Monday, November 15, 2010

CII- RECOMMENDATIONS ON THE COMPANIES BILL 2009


  • Rotation of audit firms should not be made mandatory.
  • Pyramid Structure  on the recommendation of the standing Committee of dismantling the pyramid structures of companies, CII is of the view that no such restrictions should be imposed. Allow flexibility of corporate planning, structuring and business operations as per CII.
  • CSR should be left to the board. Promote voluntary CSR backed by Government recognittion and honour.
  • Independent Directors Recommendations  The committee had suggested that independent directors should not be entitled to stock options in order to preserve their independence. CII is of the opinion that the board should be free to design remuneration structures, including stock options subject to shareholders' approval.
  • Tenure The tenure of independent directors should be left to the board and shareholders to decide. It may be fixed by companies in their Article of Association, said CII. The committee had recommended a six- year tenure for the independent directors with a lapse of three year in between two tenures with the same company.

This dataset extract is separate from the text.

PR #1805, opened 2018-07-06
Add support for ProxyTimeout

agoodno:
Separately changes the default for Timeout to the Apache default per this discussion. https://tickets.puppetlabs.com/browse/MODULES-5792.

  • Directors Responsibility  CII recommends that non-obstante clause should be incorporated in the bill to exclude non- executive directors, including independent directors from any criminal liability for the offences committed by the company. This provision should have overriding effect on all other laws. The committee had not suggested immunity from other laws for independent directors. The liability of independent directors would arise only when any act of omission or commission occurred with his knowledge and consent or connivance and where he had not acted diligently, the committee had said. CII recommends that devolution from liability should also be extended to non-executive directors.